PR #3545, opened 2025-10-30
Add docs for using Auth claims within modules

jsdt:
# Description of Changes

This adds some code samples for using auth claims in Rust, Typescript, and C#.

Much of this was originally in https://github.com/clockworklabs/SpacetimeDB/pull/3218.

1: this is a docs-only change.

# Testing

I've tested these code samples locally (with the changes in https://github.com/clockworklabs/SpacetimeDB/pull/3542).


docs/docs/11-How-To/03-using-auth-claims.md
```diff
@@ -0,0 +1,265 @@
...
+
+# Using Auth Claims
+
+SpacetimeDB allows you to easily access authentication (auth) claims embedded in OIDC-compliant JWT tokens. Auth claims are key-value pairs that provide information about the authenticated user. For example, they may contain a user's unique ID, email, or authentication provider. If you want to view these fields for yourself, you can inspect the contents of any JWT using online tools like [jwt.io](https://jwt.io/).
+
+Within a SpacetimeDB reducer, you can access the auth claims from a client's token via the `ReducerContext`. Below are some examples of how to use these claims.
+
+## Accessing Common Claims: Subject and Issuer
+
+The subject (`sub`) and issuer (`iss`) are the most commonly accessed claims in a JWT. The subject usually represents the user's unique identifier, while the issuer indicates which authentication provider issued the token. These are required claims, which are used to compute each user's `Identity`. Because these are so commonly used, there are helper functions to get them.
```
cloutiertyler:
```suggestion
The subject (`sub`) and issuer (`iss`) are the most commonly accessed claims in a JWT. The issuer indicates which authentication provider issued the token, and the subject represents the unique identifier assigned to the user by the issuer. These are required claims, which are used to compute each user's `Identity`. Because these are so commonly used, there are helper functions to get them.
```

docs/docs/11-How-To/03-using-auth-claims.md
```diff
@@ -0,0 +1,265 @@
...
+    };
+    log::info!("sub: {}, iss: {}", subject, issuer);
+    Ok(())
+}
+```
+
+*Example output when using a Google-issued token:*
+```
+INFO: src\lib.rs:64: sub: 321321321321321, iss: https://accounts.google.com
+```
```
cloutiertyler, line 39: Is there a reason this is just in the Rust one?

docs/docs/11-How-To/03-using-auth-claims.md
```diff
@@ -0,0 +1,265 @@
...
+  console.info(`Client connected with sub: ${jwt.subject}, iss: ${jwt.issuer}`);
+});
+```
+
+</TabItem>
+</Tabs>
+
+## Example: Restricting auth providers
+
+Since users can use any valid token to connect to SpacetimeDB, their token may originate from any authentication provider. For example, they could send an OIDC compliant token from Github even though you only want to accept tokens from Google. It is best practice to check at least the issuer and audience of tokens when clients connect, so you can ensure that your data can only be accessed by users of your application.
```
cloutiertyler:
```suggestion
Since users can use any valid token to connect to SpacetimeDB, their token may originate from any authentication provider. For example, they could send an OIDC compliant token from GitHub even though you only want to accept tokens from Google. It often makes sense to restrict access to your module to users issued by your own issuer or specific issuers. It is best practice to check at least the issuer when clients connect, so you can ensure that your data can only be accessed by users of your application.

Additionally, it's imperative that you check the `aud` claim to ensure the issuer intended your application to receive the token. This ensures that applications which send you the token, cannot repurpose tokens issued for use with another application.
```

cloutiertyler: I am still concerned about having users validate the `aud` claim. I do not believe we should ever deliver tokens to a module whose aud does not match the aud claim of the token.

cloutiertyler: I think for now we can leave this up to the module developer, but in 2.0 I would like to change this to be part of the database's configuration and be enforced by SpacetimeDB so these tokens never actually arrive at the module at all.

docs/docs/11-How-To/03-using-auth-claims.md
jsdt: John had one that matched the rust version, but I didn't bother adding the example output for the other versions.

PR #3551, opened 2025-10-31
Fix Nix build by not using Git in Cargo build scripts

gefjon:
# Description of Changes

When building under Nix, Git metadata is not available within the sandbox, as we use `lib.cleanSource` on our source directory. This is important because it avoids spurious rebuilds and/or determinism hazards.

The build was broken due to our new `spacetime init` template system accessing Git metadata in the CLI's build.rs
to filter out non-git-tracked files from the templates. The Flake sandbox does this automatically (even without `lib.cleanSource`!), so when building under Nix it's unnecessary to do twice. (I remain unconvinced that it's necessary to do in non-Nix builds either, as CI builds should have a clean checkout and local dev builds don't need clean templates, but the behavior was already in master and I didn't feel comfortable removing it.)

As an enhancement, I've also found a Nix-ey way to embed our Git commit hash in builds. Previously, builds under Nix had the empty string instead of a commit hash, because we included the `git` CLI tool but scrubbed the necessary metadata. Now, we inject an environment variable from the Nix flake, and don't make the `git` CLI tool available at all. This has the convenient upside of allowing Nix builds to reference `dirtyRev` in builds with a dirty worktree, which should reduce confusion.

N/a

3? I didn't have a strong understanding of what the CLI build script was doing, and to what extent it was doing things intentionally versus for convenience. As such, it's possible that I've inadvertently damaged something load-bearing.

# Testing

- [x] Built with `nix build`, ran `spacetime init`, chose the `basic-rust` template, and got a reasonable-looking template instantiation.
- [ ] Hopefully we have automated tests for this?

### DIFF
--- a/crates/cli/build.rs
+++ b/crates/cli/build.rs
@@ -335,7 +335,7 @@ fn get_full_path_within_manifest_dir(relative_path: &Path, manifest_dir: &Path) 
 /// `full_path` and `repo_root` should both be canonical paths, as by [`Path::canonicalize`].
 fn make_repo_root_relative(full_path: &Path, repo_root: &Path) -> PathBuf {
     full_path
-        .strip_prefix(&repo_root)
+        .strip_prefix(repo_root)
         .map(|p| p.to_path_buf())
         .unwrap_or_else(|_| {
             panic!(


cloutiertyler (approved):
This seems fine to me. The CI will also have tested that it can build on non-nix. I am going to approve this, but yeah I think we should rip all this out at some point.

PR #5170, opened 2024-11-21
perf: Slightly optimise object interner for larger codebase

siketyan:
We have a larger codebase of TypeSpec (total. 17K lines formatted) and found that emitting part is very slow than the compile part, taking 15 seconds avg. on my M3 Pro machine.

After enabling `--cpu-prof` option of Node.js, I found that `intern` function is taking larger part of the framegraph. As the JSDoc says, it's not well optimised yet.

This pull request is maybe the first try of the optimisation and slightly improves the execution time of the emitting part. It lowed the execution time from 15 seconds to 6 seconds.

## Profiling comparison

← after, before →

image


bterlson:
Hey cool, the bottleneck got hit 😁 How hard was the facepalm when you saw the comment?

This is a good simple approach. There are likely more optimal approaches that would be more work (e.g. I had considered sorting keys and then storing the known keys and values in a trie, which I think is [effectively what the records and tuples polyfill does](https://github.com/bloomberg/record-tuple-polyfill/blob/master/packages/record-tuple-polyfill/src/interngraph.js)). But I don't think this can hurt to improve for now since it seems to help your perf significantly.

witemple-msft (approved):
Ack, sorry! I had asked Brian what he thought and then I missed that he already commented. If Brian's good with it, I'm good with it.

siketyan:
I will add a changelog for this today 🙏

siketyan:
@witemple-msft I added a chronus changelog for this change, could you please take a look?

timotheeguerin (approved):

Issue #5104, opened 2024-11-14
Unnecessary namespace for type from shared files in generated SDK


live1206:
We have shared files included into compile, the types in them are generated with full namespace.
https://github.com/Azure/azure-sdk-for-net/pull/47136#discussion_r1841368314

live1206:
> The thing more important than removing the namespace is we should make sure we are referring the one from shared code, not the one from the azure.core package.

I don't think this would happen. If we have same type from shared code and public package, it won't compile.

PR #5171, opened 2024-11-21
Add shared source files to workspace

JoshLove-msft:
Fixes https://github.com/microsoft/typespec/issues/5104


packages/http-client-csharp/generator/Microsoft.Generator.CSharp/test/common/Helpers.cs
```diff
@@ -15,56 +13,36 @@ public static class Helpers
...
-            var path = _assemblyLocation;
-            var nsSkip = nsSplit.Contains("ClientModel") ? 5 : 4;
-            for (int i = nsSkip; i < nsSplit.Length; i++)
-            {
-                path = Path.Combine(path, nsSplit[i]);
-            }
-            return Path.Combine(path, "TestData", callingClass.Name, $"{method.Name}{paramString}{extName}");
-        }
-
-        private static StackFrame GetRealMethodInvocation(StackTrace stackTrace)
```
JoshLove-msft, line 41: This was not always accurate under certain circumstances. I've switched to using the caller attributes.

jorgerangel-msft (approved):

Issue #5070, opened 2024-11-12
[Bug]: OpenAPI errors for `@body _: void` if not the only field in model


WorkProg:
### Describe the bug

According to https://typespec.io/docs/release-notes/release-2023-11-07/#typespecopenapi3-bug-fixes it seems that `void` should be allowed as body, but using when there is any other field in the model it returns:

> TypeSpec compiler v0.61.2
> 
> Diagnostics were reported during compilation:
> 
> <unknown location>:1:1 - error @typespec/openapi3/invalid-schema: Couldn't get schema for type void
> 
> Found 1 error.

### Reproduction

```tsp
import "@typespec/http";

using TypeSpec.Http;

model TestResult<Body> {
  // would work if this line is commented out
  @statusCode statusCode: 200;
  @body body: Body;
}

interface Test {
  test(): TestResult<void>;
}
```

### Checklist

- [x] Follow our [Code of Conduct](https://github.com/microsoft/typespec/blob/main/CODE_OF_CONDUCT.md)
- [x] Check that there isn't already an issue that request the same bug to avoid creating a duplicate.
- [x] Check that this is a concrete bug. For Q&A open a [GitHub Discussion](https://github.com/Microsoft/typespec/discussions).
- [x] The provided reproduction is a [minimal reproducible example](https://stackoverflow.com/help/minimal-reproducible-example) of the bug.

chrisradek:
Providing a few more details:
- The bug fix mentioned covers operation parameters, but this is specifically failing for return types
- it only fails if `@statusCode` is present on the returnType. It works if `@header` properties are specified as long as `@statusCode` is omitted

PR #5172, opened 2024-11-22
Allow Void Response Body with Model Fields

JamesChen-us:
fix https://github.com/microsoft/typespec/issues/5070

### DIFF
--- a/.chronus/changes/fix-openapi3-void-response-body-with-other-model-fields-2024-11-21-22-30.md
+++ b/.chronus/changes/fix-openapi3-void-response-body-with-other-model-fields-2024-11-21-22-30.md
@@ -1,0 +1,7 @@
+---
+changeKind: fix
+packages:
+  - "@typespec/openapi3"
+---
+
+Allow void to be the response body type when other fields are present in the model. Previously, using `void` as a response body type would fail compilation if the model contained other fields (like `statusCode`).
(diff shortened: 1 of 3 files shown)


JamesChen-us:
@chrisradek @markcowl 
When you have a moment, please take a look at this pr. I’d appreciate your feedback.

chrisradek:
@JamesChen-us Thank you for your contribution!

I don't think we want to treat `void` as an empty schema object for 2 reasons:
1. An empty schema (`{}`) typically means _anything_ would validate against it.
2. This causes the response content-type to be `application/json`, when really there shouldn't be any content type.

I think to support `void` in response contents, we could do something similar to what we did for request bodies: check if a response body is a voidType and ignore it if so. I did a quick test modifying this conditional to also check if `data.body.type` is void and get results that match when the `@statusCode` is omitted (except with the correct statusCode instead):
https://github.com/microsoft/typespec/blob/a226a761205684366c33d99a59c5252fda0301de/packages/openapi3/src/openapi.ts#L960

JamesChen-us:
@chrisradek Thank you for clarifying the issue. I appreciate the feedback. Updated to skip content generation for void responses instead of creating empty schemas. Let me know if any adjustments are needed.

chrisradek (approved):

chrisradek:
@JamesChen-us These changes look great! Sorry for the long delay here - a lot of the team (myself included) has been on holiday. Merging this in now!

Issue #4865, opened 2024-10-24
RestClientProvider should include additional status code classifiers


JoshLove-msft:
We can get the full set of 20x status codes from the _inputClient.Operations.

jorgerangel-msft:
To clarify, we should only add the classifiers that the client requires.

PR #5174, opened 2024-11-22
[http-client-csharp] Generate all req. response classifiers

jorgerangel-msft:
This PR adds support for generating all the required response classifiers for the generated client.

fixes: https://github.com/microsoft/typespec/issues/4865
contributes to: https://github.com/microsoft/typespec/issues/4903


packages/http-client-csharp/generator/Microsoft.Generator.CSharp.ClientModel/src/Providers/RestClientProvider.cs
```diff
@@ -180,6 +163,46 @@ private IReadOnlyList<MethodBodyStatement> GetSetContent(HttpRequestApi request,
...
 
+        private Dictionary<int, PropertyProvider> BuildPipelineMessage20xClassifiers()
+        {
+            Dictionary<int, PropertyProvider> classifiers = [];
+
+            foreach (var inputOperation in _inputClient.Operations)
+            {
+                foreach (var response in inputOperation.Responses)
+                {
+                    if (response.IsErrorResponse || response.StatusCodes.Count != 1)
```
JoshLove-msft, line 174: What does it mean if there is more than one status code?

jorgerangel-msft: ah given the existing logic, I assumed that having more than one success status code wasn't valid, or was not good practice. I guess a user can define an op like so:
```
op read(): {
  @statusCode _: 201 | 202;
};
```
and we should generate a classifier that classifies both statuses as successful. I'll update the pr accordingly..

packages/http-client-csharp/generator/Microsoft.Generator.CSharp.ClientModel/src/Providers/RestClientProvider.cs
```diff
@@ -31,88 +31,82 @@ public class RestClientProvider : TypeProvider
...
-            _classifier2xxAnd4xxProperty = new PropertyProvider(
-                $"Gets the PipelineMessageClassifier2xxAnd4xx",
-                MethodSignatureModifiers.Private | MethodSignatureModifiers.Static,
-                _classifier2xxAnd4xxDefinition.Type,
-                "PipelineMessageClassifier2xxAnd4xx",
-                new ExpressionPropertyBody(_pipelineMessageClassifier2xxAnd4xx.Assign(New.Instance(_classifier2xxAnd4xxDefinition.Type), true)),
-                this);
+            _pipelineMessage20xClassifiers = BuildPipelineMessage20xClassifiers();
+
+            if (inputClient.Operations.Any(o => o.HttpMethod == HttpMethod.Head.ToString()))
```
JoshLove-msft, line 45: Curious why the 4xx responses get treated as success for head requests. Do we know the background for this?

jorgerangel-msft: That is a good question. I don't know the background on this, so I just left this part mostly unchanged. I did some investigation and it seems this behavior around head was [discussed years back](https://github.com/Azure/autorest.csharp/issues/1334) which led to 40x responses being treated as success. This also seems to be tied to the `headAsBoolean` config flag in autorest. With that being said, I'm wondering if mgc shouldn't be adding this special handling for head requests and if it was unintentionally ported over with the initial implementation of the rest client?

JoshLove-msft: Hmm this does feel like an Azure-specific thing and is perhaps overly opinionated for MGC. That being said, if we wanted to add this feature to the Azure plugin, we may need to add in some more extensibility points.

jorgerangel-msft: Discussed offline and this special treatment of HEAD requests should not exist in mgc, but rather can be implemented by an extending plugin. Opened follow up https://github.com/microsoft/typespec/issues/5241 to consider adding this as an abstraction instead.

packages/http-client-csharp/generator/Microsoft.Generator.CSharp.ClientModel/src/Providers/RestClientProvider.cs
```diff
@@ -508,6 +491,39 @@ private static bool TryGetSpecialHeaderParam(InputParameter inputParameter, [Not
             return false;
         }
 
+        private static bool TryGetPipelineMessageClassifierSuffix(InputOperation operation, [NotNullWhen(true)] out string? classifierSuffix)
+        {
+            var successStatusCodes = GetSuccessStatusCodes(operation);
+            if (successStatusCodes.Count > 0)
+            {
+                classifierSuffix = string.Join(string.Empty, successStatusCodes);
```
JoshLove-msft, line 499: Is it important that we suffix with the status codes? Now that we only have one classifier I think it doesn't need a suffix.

INSTRUCTIONS TO FOLLOW: The only thing to give is how many lines of the listing include the word "crates".

WRITTEN REPLY: 2